→ **What is required**
If a line includes "StdioServerParameters", copy it out of the entries.

BEGIN Recorded information

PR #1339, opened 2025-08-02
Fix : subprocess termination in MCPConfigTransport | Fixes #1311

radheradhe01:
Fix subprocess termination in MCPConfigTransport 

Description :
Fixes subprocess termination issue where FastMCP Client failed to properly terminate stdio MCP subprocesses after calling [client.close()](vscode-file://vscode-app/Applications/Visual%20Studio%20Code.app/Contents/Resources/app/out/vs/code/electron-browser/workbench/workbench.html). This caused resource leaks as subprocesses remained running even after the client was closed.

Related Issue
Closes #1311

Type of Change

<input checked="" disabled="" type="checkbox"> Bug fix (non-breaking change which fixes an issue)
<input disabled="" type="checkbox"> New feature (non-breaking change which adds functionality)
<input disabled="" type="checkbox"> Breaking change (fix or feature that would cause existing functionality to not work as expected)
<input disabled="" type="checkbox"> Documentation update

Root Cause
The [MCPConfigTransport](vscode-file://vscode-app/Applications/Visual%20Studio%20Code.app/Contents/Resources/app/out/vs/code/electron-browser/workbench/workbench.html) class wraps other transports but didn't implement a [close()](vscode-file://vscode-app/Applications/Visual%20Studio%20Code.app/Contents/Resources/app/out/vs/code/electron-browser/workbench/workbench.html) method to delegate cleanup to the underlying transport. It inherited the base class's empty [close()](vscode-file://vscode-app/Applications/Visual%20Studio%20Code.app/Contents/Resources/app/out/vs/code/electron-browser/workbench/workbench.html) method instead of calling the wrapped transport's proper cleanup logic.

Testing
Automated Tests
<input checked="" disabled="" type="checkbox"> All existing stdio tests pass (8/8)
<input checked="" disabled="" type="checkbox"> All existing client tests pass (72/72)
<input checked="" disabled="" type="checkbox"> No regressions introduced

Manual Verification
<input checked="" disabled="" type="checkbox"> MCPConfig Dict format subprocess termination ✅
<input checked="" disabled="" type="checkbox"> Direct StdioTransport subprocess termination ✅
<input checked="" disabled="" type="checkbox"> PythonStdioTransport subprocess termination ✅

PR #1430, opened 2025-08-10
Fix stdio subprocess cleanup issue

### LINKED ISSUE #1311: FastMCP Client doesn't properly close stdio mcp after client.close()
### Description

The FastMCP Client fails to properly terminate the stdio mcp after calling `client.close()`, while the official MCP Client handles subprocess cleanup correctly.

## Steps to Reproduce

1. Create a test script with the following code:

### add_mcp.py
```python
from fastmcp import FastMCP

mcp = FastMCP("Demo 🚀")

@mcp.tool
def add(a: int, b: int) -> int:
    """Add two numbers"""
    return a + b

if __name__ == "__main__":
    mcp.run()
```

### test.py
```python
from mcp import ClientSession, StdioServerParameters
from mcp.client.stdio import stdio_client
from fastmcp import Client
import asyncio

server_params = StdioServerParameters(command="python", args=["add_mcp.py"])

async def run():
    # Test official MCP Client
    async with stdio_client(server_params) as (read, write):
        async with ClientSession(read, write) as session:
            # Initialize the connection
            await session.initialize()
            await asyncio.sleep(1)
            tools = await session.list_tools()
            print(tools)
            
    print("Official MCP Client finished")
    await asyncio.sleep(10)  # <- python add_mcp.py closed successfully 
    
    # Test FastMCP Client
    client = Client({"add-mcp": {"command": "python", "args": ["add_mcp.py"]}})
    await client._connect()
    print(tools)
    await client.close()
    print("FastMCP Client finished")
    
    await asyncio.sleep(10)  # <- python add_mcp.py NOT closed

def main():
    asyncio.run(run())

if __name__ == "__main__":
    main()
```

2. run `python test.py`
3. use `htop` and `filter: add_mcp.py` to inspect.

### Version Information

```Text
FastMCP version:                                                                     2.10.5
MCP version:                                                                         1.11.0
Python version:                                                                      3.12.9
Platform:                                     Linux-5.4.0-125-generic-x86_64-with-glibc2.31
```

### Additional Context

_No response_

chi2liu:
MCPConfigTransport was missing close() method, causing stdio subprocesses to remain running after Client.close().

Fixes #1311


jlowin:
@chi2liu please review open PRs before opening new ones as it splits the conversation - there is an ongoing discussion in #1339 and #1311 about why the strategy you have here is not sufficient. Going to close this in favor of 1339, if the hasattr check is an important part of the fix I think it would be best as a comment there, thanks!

END Recorded information
BEGIN Recorded information

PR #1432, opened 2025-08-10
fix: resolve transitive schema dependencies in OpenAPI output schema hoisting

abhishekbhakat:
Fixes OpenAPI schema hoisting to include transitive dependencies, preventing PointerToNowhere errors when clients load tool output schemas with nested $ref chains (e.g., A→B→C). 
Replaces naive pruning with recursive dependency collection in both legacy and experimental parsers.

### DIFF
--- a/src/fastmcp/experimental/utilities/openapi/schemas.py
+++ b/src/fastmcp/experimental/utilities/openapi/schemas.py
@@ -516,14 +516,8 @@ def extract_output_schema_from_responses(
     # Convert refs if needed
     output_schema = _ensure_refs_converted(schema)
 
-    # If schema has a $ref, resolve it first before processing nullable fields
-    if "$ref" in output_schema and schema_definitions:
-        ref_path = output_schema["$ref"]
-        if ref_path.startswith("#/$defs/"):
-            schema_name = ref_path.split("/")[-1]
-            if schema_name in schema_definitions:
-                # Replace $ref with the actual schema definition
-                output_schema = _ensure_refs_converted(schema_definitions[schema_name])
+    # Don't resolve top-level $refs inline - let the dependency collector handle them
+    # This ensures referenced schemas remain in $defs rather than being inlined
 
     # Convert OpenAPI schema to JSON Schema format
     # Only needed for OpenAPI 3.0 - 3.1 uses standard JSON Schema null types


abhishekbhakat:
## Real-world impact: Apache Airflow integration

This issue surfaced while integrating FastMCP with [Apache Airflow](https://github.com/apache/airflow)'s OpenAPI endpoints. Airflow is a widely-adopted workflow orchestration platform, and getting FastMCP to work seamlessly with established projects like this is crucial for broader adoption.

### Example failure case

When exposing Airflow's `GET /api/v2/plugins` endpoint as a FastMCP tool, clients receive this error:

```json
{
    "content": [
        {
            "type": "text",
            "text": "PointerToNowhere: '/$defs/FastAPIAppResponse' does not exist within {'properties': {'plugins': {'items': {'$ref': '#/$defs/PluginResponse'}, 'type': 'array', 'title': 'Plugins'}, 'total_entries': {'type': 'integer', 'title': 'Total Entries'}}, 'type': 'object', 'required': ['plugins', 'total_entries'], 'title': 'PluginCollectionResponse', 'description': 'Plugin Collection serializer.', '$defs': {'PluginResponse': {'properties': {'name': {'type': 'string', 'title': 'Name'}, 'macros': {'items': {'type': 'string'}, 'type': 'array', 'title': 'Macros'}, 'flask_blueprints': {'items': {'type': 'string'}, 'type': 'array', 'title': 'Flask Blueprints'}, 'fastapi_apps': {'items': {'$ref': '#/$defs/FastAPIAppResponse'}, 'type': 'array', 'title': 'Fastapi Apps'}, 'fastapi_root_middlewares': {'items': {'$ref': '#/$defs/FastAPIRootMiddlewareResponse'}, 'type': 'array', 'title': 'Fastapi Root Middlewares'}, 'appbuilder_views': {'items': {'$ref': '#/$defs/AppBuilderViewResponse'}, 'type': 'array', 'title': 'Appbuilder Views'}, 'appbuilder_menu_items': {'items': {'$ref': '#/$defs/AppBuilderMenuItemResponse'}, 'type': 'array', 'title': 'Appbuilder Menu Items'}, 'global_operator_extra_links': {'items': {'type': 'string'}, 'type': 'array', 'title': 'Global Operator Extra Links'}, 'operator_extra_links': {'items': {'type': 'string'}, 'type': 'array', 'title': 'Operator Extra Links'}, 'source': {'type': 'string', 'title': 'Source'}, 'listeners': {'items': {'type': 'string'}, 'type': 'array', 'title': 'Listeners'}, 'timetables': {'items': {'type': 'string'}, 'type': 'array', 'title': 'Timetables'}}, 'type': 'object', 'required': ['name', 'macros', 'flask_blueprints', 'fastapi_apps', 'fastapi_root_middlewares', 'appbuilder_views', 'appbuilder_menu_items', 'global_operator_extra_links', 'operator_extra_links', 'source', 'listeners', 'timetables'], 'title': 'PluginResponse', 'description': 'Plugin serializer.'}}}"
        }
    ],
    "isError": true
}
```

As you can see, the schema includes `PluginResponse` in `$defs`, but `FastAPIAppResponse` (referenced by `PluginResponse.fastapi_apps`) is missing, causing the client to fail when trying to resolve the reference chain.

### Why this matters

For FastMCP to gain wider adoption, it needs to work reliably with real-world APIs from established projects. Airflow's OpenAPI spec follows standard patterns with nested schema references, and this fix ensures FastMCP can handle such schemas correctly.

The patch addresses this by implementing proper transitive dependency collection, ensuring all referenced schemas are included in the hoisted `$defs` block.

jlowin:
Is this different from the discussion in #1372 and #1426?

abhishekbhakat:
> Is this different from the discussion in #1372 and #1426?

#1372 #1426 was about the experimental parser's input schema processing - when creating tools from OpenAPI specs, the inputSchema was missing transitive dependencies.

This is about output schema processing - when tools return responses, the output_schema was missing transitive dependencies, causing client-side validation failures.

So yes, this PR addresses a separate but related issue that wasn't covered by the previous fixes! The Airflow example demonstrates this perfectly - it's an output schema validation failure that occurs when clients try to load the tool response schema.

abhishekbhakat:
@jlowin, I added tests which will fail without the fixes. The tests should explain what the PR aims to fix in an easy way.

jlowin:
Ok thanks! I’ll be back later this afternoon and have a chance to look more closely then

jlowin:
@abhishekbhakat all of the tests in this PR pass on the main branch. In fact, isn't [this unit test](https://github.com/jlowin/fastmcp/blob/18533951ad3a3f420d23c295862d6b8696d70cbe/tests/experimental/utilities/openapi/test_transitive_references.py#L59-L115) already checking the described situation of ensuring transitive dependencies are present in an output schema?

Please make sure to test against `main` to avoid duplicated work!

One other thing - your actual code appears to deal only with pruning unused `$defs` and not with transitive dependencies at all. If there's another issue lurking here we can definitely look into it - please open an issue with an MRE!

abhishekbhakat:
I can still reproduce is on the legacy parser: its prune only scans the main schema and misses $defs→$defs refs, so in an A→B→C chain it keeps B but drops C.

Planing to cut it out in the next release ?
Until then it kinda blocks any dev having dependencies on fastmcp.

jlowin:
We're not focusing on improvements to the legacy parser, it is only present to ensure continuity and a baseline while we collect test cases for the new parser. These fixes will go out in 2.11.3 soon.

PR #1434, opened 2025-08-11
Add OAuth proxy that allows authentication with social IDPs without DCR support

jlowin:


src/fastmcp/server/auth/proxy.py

END Recorded information

→ **Response to this task**
from mcp import ClientSession, StdioServerParameters
server_params = StdioServerParameters(command="python", args=["add_mcp.py"])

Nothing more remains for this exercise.